The braided stream model shows that the human genome is not the product of a single lineage’s optimisation process. It is a composite, assembled from contributions by multiple hominin species over hundreds of thousands of years. Some of those contributions enhanced visual processing at the expense of social network capacity. Some shifted the balance between prediction and sensory precision. Some altered how attention distributes across channels.
These are not errors. They are ancient cognitive adaptations, tested across tens of thousands of years in ecological contexts very different from a modern classroom or office. The nervous system of a person who processes visual detail with unusual precision, who finds large social groups draining, who attends monotropically rather than polotropically, may be running neural architecture with deep evolutionary roots — architecture that was adaptive in one umwelt and is labelled disordered in another.
This is not a claim that autism is “just” Neanderthal cognition. The genetics are far more complex than that. But it is a claim that the variation we pathologise today has a deep history, that it was shaped by evolutionary pressures acting on multiple hominin lineages, and that the braided stream model — in which different cognitive architectures merge, coexist, and recombine across hundreds of millennia — is a better frame for understanding neurodiversity than the medical model’s assumption of a single correct brain plan from which some people deviate.
We are a deeply braided species. Our brains reflect that braiding. Neurodiversity is, among other things, the living record of it.
Open questions
How many distinct archaic contributions to modern human neurological variation are there? The ghost populations in West African genomes suggest contributions we cannot yet trace because we lack reference genomes.
Neanderthal cognition was optimised for very small groups — bands of 10–20, genetically isolated for millennia. What happens when cognitive traits shaped for that ecology are carried, via introgression, into a species organised around larger, more interconnected social networks? The traits that made a Neanderthal a superb member of a tiny band — intense perceptual focus, deep local expertise, preference for familiar people and routines — may sit differently in a sapiens social world that demands broad networking, flexible group membership, and rapid social inference across large populations. The parallel to autistic experience in neurotypical-majority environments is suggestive.
Can the specific Neanderthal-derived variants identified by Pauly and Casanova be traced to functional differences in living people beyond the autistic population? If these variants enhance visual processing generally, they should be detectable in non-autistic populations too.
Key sources
- Hawks, J. The braided stream analogy for human evolution. (johnhawks.net)
- Pääbo, S. (2010). A draft sequence of the Neandertal genome. Science, 328, 710–722.
- Slon, V. et al. (2018). The genome of the offspring of a Neanderthal mother and a Denisovan father. Nature, 561, 113–116.
- Huerta-Sánchez, E. et al. (2014). Altitude adaptation in Tibetans caused by introgression of Denisovan-like DNA. Nature, 512, 194–197.
- Gunz, P. et al. (2019). Neandertal introgression sheds light on modern human endocranial globularity. Current Biology, 29(1), 120–127.
- Pearce, E. & Dunbar, R. (2013). Neanderthals, their visual systems and the limits of cognitive adaptation. Proceedings of the Royal Society B.
- Slimak, L. et al. (2022). Modern human incursion into Neanderthal territories 54,000 years ago at Mandrin, France. Science Advances, 8(6).
- Slimak, L. (2023). The Naked Neanderthal. Pegasus Books.

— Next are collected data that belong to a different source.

PR #2316, opened 2026-06-12
Add bindings to TryExpression

antmh:
This allows having fallbacks in case evaluating an expression fails. Also added a helper method on Expression to chain these expressions similarly to property and closure expressions.


bilelmoussaoui:
thanks for your patch, let us wait till we land https://github.com/gtk-rs/gtk4-rs/pull/2317 so the ci can pass here

bilelmoussaoui:
Please rebase

antmh:
Rebased, also fixed an issue with the `chain_try` method not passing `self` and an unused generic (I think I copied another chain method while adding the new one and I forgot to update it)

PR #2320, opened 2026-06-13
subclass: Add missing BuildableImpl vfuncs

bilelmoussaoui:


sdroege (approved):
Not very nice API but can't think of anything better either

PR #2321, opened 2026-06-13
gdk-wayland: Add _raw wrappers

### LINKED ISSUE #2071: Wayland objects without wayland_crate feature
I want to access the libwayland pointers returned by gdk-wayland but I have no need for the dependencies pulled in by the wayland_crate feature.

I do not want to compile these dependencies and I do not want to spend effort unwrapping the returned objects just to get the pointers that were returned by gdk-wayland. I also do not want to use the C functions directly as it would require me to write additional unsafe code.

I do want to use thin safe wrappers that do nothing more than call the gdk functions and return the pointers.

bilelmoussaoui:
Fixes #2071

### DIFF
--- a/gdk4-wayland/src/wayland_surface.rs
+++ b/gdk4-wayland/src/wayland_surface.rs
@@ -1,13 +1,13 @@
 // Take a look at the license at the top of the repository in the LICENSE file.
 
-#[cfg(feature = "wayland_crate")]
-#[cfg_attr(docsrs, doc(cfg(feature = "wayland_crate")))]
+use std::ffi::c_void;
+use std::ptr::NonNull;
+
 use glib::translate::*;
 #[cfg(feature = "wayland_crate")]
 #[cfg_attr(docsrs, doc(cfg(feature = "wayland_crate")))]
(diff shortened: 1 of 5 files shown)


gdk4-wayland/src/wayland_surface.rs
```diff
@@ -1,20 +1,28 @@
...
 use crate::ffi;
 use crate::{WaylandSurface, prelude::*};
 
 // rustdoc-stripper-ignore-next
 /// Trait containing manually implemented methods of
 /// [`WaylandSurface`](crate::WaylandSurface).
 pub trait WaylandSurfaceExtManual: IsA<WaylandSurface> + 'static {
+    #[doc(alias = "gdk_wayland_surface_get_wl_surface")]
+    #[doc(alias = "get_wl_surface")]
+    fn wl_surface_raw(&self) -> Option<NonNull<c_void>> {
```
sdroege, line 20: Is there some -sys crate we could use for the pointer types? Or should we define type aliases for them? `c_void` is not very nice :)

Otherwise looks good to me

bilelmoussaoui: nop there isn't and i think c_void is good enough if people want the raw pointer.

PR #2348, opened 2026-07-29
Change to_string() to as_str() in widget.rs

lq259:
The method `to_string()` allocates new memory even if you are not writing to the string. `to_string()` is well suited for events where you are writing to the string, but because this function just reads an immutable variable, `as_str()` is more appropriate, mainly because `as_str()` is meant for read-only operations and does not allocate new memory.

Cargo test and cargo check passed.

### DIFF
--- a/gtk4/src/subclass/widget.rs
+++ b/gtk4/src/subclass/widget.rs
@@ -1049,7 +1049,7 @@ pub unsafe trait WidgetClassExt: ClassStruct {
                         .unwrap();
                     let activate_callback = *internal
                         .actions
-                        .get(&action_name.to_string())
+                        .get(action_name.as_str())
                         .unwrap_or_else(|| {
                             panic!("Action name '{}' was not found", action_name.as_str());
                         });


lq259 (commented):
Just realized this affected other places... Look at the failed checks.
Edit: Overreaction, had never seen CI before. Thanks!

sdroege:
> Just realized this affected other places... Look at the failed checks.

How are the failed checks related to this change?

sdroege:
Anyway, change looks correct to me and feel free to also add a commit to this PR that fixes the CI. Otherwise I'll get to it at some point

lq259:
Idk, just looked at it closer now. Clippy complaining, seems unrelated. Thanks!
Edit: And security vulnerabilities...

lq259:
Still complaining... The rest is beyond my capability :)

gtk4-macros/src/lib.rs
A6GibKm, line 75: This one also does an unnecessary allocation.

sdroege:
Rebased so the CI passes. That also dropped one of the changes as that was in main already.

PR #2349, opened 2026-08-01
gtk-macros: Remove unnecessary allocation

A6GibKm:
The field.indent should only be allocated if the iterator did not yield any value.


A6GibKm:
It is unfortunate that we cannot use a 

    value_id.unwrap_or_else(|| &indent.to_string());

sdroege:
Rebased so the CI passes.

PR #2357, opened 2026-08-29
Remove GL examples making use of epoxy

sdroege:
The epoxy crate is unmaintained for >8 years, depends on lots of outdated dependencies and now prevents us from running `cargo update` because xml-rs 0.7 was yanked from crates.io because someone doesn't know what yanking is meant for.


sdroege:
@bilelmoussaoui I have a local change that keeps the examples while dropping epoxy. Cleaning up now

sdroege:
See https://github.com/gtk-rs/gtk4-rs/pull/2358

- Pauly, R. & Casanova, E.L. (2024). Enrichment of a subset of Neanderthal polymorphisms in autistic probands and siblings. Molecular Psychiatry.

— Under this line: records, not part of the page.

PR #329, opened 2017-05-02
client: return errors directly from Kubernetes dynamic client

brancz:
Wrapping the errors the way we did before this does not allow us to
check the errors for equality, and did not add any valuable semantics.

@fabxc @mxinden

### DIFF
--- a/pkg/client/monitoring/v1alpha1/alertmanager.go
+++ b/pkg/client/monitoring/v1alpha1/alertmanager.go
@@ -16,7 +16,6 @@ package v1alpha1
 
 import (
 	"encoding/json"
-	"fmt"
 
 	"k8s.io/client-go/dynamic"
 	"k8s.io/client-go/pkg/api"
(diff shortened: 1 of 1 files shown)


mxinden:
@brancz Out of curiosity where do we need to compare error messages?

brancz:
@mxinden when using this client in the tectonic-prometheus-operator :slightly_smiling_face:

pkg/client/monitoring/v1alpha1/alertmanager.go
```diff
@@ -83,20 +82,20 @@ func (a *alertmanagers) Create(o *Alertmanager) (*Alertmanager, error) {
...
 	ua, err := UnstructuredFromAlertmanager(o)
 	if err != nil {
-		return nil, fmt.Errorf("unstructuring alertmanager failed: %s", err)
+		return nil, err
 	}
 
 	ua, err = a.client.Update(ua)
 	if err != nil {
-		return nil, fmt.Errorf("updating alertmanager failed: %s", err)
+		return nil, err
```
fabxc: Using `error.Wrap` does not work instead?

brancz: I didn't feel it would add a lot more information to it here, and if we did wrap the error we would be requiring the user of this client to use `errors.Cause`, and therefore forcing a dependency on a user. I'd like to avoid that.

fabxc:
👍

PR #330, opened 2017-05-02
prometheus: Fall back to externalIP addresses

mikebryant:
Why:
* Some clusters (e.g. openstack) may only have externalIP addresses

### DIFF
--- a/pkg/prometheus/operator.go
+++ b/pkg/prometheus/operator.go
@@ -282,6 +282,34 @@ func (c *Operator) handleAddNode(obj interface{})         { c.syncNodeEndpoints(
 func (c *Operator) handleDeleteNode(obj interface{})      { c.syncNodeEndpoints() }
 func (c *Operator) handleUpdateNode(old, cur interface{}) { c.syncNodeEndpoints() }
 
+// nodeAddresses returns the provided node's address, based on the priority:
+// 1. NodeInternalIP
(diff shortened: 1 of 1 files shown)


fabxc:
Thanks, fine with adding this in general. Actually, Prometheus's own node discovery does something similar: https://github.com/prometheus/prometheus/blob/master/discovery/kubernetes/node.go#L172-L198

Can we just copy this function here and use it as well. That's the "official" fallback order and we should probably stick to that.

mikebryant:
@fabxc How's that?

pkg/prometheus/operator.go
```diff
@@ -308,19 +336,18 @@ func (c *Operator) syncNodeEndpoints() {
...
-					TargetRef: &v1.ObjectReference{
-						Kind:       "Node",
-						Name:       n.Name,
-						UID:        n.UID,
-						APIVersion: n.APIVersion,
-					},
-				})
-			}
+		address, _, err := nodeAddress(n)
+		if err == nil {
```
fabxc: We should probably log that error and flip the condition to `err != nil` to move the larger block below one level to the left.

mikebryant: Done

brancz:
lgtm

fabxc:
Thanks! LGTM

PR #331, opened 2017-05-03
rollout new Prometheus on flag and resource changes

fabxc:
@mxinden @brancz note the bunch of changes in unrelated tests I made because we are not cleaning up properly or are creating namespace-less objects, which then cannot be used downstream.

In general, there are a bunch of objects potentially created and cleaning them all up in a  `defer` in each test is not feasible, which is why it's not being done. This means all subsequent tests may fail or, even worse, only succeed because of remains of other tests.

Funnily enough, in contrast to what I saw in the TPO, namespace deletion works fast and reliable here and could solve this.

In general though, I think we should move away from the framework global and towards instantiating a new namespace per test, which is asynchronously deleted afterwards. The operator can be created once before any tests start and deleted after all tests ran.
Non-namespaced objects and such can just be prefixed with a random string for each test.

Something along those lines should happen for PO and TPO alike. My confidence in the e2e tests is somewhat diminished by the range of potential side effects.

We should also define a stricter set of naming patterns for helper methods. A lot of them chain together two other small methods and the naming patterns do not consistently reflect semantics across them.  
Also a lot of them are super short and just renamings, e.g.:

```go
func DeleteService(kubeClient kubernetes.Interface, namespace string, serviceName string) error {
	if err := kubeClient.CoreV1().Services(namespace).Delete(serviceName, nil); err != nil {
		return errors.Wrap(err, fmt.Sprintf("deleting service %v failed", serviceName))
	}
	return nil
}
```


fabxc:
This PR doesn't seem to trigger an e2e test run.

mxinden:
Test this please.

mxinden:
Test this please.

mxinden:
@fabxc We are getting `java.lang.NullPointerException` from our GitHub Pull request builder plugin. I am investigating.

mxinden:
Test this please.

mxinden:
Test this please.

mxinden:
Test this please.

brancz:
@fabxc a unit test is failing as we forgot to remove it in an earlier PR, where the jenkins job didn't run

mxinden:
Test this please.

mxinden:
Re-triggering tests due to Ingress flake.

brancz:
Test this please.

brancz:
The failing test is definitely the ingress flake. Other than that lgtm

mxinden:
Yes, just the ingress flake :/

`ReloadConfig` is failing on my local minikube setup. Would like to invest
a little into that before merging.

brancz:
@mxinden fyi I've seen that one failing locally before as well, but working on jenkins.

PR #334, opened 2017-05-03
Use kubectl apply in custom service example deploy

Tapppi:
https://github.com/kubernetes/kubernetes/issues/29542 has been fixed,
use apply instead of create to create third party resources in custom service
monitoring example.


brancz:
lgtm :+1: thanks!

PR #336, opened 2017-05-04
prometheus: do not delete secret when not managed by Operator

### LINKED ISSUE #333: Prometheus deletion deletes a Secret not managed by Prometheus
**What did you do?**
1. Create a `Secret` named `prometheus-foo` with `prometheus.yaml` data key.
2. Create a `Prometheus` resource named `foo` omitting `serviceMonitorSelector` in the spec.
3. Verify prometheus is launched with the config file specified in step 1.
4. Delete the Prometheus object created in step 2. (`kubectl delete prometheus foo`)
5. Check if Secret from step 1 is still there (`kubectl get secret prometheus-foo`). It is not.

5. Secret is not deleted when `Prometheus` resource is deleted.

5. Secret is deleted when `Prometheus` resource is deleted.

**Environment**
prometheus-operator: v0.8.2
k8s: 1.6

Context: #324

brancz:
Fixes #333 

@fabxc @mxinden

### DIFF
--- a/pkg/prometheus/operator.go
+++ b/pkg/prometheus/operator.go
@@ -831,11 +831,23 @@ func (c *Operator) destroyPrometheus(key string) error {
 	}
 
 	// Delete the auto-generate configuration.
-	// TODO(fabxc): add an ownerRef at creation so we don't delete config maps
+	// TODO(fabxc): add an ownerRef at creation so we don't delete Secrets
 	// manually created for Prometheus servers with no ServiceMonitor selectors.
 	s := c.kclient.Core().Secrets(sset.Namespace)
-	if err := s.Delete(sset.Name, nil); err != nil {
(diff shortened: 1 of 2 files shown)


pkg/prometheus/operator.go
```diff
@@ -831,11 +831,23 @@ func (c *Operator) destroyPrometheus(key string) error {
 	}
 
 	// Delete the auto-generate configuration.
-	// TODO(fabxc): add an ownerRef at creation so we don't delete config maps
+	// TODO(fabxc): add an ownerRef at creation so we don't delete Secrets
```
mxinden: @brancz Is this still a *ToDo*?

fabxc: Yes

fabxc:
👍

- Durvasula, A. & Sankararaman, S. (2020). Recovering signals of ghost archaic introgression in African populations. Science Advances, 6(7).
- Princeton (2025). Mapping three waves of Neanderthal–sapiens contact over 200,000 years. Science.
- Hoffmann, D.L. et al. (2018). U-Th dating of carbonate crusts reveals Neandertal origin of Iberian cave art. Science, 359, 912–915.
- Zilhão, J. et al. (2010). Symbolic use of marine shells and mineral pigments by Iberian Neandertals. PNAS, 107, 1023–1028.